» Given entries:
- - - -
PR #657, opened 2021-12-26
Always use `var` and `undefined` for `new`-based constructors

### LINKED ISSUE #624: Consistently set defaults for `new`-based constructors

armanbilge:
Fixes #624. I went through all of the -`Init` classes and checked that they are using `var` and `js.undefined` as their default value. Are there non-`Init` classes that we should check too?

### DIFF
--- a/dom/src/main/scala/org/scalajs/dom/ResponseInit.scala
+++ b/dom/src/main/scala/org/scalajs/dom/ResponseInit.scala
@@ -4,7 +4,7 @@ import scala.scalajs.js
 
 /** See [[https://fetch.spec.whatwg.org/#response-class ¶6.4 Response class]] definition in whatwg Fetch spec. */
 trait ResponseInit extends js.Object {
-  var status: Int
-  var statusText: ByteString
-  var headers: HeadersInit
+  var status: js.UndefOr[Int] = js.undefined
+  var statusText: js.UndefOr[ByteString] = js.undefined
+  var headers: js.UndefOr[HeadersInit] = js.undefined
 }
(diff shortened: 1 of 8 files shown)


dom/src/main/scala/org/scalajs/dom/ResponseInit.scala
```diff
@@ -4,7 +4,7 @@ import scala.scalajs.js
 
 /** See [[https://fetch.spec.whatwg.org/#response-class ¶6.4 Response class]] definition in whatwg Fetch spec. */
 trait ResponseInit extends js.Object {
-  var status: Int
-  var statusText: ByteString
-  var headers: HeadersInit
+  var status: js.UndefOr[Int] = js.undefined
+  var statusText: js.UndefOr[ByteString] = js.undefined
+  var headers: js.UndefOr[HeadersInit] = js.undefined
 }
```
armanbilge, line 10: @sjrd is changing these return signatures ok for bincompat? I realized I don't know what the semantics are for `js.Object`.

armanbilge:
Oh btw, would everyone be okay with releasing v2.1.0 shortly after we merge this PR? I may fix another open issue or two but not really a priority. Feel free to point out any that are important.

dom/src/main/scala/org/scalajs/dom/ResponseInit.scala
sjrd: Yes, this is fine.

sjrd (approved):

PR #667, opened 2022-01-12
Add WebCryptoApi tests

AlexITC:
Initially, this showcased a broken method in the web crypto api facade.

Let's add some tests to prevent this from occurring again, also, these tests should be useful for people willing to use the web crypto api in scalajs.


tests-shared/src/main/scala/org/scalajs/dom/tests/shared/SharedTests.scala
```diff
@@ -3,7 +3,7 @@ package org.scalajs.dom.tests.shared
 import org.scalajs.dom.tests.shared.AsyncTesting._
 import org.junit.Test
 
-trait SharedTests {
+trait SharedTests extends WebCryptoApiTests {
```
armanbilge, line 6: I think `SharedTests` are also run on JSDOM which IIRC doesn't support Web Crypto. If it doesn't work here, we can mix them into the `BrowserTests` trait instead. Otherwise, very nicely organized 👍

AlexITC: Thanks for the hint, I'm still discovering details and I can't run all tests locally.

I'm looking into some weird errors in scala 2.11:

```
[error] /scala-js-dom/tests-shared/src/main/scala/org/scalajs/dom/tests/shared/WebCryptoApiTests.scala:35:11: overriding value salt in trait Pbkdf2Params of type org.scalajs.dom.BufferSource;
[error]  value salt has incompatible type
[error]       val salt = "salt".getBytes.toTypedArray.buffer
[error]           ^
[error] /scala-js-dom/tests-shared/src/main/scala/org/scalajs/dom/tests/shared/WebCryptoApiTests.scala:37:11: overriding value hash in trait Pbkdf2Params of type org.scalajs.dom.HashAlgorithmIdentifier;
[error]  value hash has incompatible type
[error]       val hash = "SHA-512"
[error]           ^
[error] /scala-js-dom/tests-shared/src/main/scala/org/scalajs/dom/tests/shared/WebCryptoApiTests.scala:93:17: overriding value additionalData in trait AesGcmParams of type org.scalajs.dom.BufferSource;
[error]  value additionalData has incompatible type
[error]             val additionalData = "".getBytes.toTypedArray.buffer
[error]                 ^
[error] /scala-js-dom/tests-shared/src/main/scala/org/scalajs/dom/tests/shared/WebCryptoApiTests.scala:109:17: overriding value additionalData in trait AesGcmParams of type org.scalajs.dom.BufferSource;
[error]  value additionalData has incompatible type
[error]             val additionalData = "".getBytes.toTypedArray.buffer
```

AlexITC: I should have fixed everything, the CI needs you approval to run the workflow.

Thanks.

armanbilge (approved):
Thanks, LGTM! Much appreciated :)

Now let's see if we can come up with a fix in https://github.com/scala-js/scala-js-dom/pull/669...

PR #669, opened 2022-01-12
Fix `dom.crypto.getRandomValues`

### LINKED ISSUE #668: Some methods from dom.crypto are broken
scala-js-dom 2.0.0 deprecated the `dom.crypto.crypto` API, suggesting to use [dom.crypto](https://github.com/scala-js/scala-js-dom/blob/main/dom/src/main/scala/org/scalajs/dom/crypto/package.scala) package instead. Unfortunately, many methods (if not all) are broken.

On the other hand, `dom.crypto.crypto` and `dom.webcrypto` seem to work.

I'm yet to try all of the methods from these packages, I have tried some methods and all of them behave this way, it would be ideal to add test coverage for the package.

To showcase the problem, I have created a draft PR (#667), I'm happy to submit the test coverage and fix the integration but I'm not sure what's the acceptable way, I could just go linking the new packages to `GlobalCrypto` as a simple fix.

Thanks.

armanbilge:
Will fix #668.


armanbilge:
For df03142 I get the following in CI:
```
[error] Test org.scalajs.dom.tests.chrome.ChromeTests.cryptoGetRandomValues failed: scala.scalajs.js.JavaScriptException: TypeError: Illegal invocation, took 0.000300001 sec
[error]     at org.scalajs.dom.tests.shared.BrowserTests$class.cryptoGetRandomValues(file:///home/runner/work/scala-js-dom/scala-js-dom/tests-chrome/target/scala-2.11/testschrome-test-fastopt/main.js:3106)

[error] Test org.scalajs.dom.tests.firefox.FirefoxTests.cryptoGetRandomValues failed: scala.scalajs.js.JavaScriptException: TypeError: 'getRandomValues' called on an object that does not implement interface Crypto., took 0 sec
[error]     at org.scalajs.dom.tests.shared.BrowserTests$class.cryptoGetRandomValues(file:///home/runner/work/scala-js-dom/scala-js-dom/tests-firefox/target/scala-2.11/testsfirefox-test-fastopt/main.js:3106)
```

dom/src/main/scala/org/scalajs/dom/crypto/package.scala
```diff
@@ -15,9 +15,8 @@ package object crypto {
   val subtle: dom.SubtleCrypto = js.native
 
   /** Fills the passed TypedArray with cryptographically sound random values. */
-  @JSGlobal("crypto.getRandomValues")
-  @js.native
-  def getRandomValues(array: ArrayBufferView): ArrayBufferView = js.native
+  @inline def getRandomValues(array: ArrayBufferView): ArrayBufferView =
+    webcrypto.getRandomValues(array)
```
- - - -
» Required work: Copy every entry exactly, missing none.

» Reply to the task:
PR #657, opened 2021-12-26
Always use `var` and `undefined` for `new`-based constructors

### LINKED ISSUE #624: Consistently set defaults for `new`-based constructors

armanbilge:
Fixes #624. I went through all of the -`Init` classes and checked that they are using `var` and `js.undefined` as their default value. Are there non-`Init` classes that we should check too?

### DIFF
--- a/dom/src/main/scala/org/scalajs/dom/ResponseInit.scala
+++ b/dom/src/main/scala/org/scalajs/dom/ResponseInit.scala
@@ -4,7 +4,7 @@ import scala.scalajs.js
 
 /** See [[https://fetch.spec.whatwg.org/#response-class ¶6.4 Response class]] definition in whatwg Fetch spec. */
 trait ResponseInit extends js.Object {
-  var status: Int
-  var statusText: ByteString
-  var headers: HeadersInit
+  var status: js.UndefOr[Int] = js.undefined
+  var statusText: js.UndefOr[ByteString] = js.undefined
+  var headers: js.UndefOr[HeadersInit] = js.undefined
 }
(diff shortened: 1 of 8 files shown)


dom/src/main/scala/org/scalajs/dom/ResponseInit.scala
```diff
@@ -4,7 +4,7 @@ import scala.scalajs.js
 
 /** See [[https://fetch.spec.whatwg.org/#response-class ¶6.4 Response class]] definition in whatwg Fetch spec. */
 trait ResponseInit extends js.Object {
-  var status: Int
-  var statusText: ByteString
-  var headers: HeadersInit
+  var status: js.UndefOr[Int] = js.undefined
+  var statusText: js.UndefOr[ByteString] = js.undefined
+  var headers: js.UndefOr[HeadersInit] = js.undefined
 }
```
armanbilge, line 10: @sjrd is changing these return signatures ok for bincompat? I realized I don't know what the semantics are for `js.Object`.

armanbilge:
Oh btw, would everyone be okay with releasing v2.1.0 shortly after we merge this PR? I may fix another open issue or two but not really a priority. Feel free to point out any that are important.

dom/src/main/scala/org/scalajs/dom/ResponseInit.scala
sjrd: Yes, this is fine.

sjrd (approved):

PR #667, opened 2022-01-12
Add WebCryptoApi tests

AlexITC:
Initially, this showcased a broken method in the web crypto api facade.

Let's add some tests to prevent this from occurring again, also, these tests should be useful for people willing to use the web crypto api in scalajs.


tests-shared/src/main/scala/org/scalajs/dom/tests/shared/SharedTests.scala
```diff
@@ -3,7 +3,7 @@ package org.scalajs.dom.tests.shared
 import org.scalajs.dom.tests.shared.AsyncTesting._
 import org.junit.Test
 
-trait SharedTests {
+trait SharedTests extends WebCryptoApiTests {
```
armanbilge, line 6: I think `SharedTests` are also run on JSDOM which IIRC doesn't support Web Crypto. If it doesn't work here, we can mix them into the `BrowserTests` trait instead. Otherwise, very nicely organized 👍

AlexITC: Thanks for the hint, I'm still discovering details and I can't run all tests locally.

I'm looking into some weird errors in scala 2.11:

```
[error] /scala-js-dom/tests-shared/src/main/scala/org/scalajs/dom/tests/shared/WebCryptoApiTests.scala:35:11: overriding value salt in trait Pbkdf2Params of type org.scalajs.dom.BufferSource;
[error]  value salt has incompatible type
[error]       val salt = "salt".getBytes.toTypedArray.buffer
[error]           ^
[error] /scala-js-dom/tests-shared/src/main/scala/org/scalajs/dom/tests/shared/WebCryptoApiTests.scala:37:11: overriding value hash in trait Pbkdf2Params of type org.scalajs.dom.HashAlgorithmIdentifier;
[error]  value hash has incompatible type
[error]       val hash = "SHA-512"
[error]           ^
[error] /scala-js-dom/tests-shared/src/main/scala/org/scalajs/dom/tests/shared/WebCryptoApiTests.scala:93:17: overriding value additionalData in trait AesGcmParams of type org.scalajs.dom.BufferSource;
[error]  value additionalData has incompatible type
[error]             val additionalData = "".getBytes.toTypedArray.buffer
[error]                 ^
[error] /scala-js-dom/tests-shared/src/main/scala/org/scalajs/dom/tests/shared/WebCryptoApiTests.scala:109:17: overriding value additionalData in trait AesGcmParams of type org.scalajs.dom.BufferSource;
[error]  value additionalData has incompatible type
[error]             val additionalData = "".getBytes.toTypedArray.buffer
```

AlexITC: I should have fixed everything, the CI needs you approval to run the workflow.

Thanks.

armanbilge (approved):
Thanks, LGTM! Much appreciated :)

Now let's see if we can come up with a fix in https://github.com/scala-js/scala-js-dom/pull/669...

PR #669, opened 2022-01-12
Fix `dom.crypto.getRandomValues`

### LINKED ISSUE #668: Some methods from dom.crypto are broken
scala-js-dom 2.0.0 deprecated the `dom.crypto.crypto` API, suggesting to use [dom.crypto](https://github.com/scala-js/scala-js-dom/blob/main/dom/src/main/scala/org/scalajs/dom/crypto/package.scala) package instead. Unfortunately, many methods (if not all) are broken.

On the other hand, `dom.crypto.crypto` and `dom.webcrypto` seem to work.

I'm yet to try all of the methods from these packages, I have tried some methods and all of them behave this way, it would be ideal to add test coverage for the package.

To showcase the problem, I have created a draft PR (#667), I'm happy to submit the test coverage and fix the integration but I'm not sure what's the acceptable way, I could just go linking the new packages to `GlobalCrypto` as a simple fix.

Thanks.

armanbilge:
Will fix #668.


armanbilge:
For df03142 I get the following in CI:
```
[error] Test org.scalajs.dom.tests.chrome.ChromeTests.cryptoGetRandomValues failed: scala.scalajs.js.JavaScriptException: TypeError: Illegal invocation, took 0.000300001 sec
[error]     at org.scalajs.dom.tests.shared.BrowserTests$class.cryptoGetRandomValues(file:///home/runner/work/scala-js-dom/scala-js-dom/tests-chrome/target/scala-2.11/testschrome-test-fastopt/main.js:3106)

[error] Test org.scalajs.dom.tests.firefox.FirefoxTests.cryptoGetRandomValues failed: scala.scalajs.js.JavaScriptException: TypeError: 'getRandomValues' called on an object that does not implement interface Crypto., took 0 sec
[error]     at org.scalajs.dom.tests.shared.BrowserTests$class.cryptoGetRandomValues(file:///home/runner/work/scala-js-dom/scala-js-dom/tests-firefox/target/scala-2.11/testsfirefox-test-fastopt/main.js:3106)
```

dom/src/main/scala/org/scalajs/dom/crypto/package.scala
```diff
@@ -15,9 +15,8 @@ package object crypto {
   val subtle: dom.SubtleCrypto = js.native
 
   /** Fills the passed TypedArray with cryptographically sound random values. */
-  @JSGlobal("crypto.getRandomValues")
-  @js.native
-  def getRandomValues(array: ArrayBufferView): ArrayBufferView = js.native
+  @inline def getRandomValues(array: ArrayBufferView): ArrayBufferView =
+    webcrypto.getRandomValues(array)
```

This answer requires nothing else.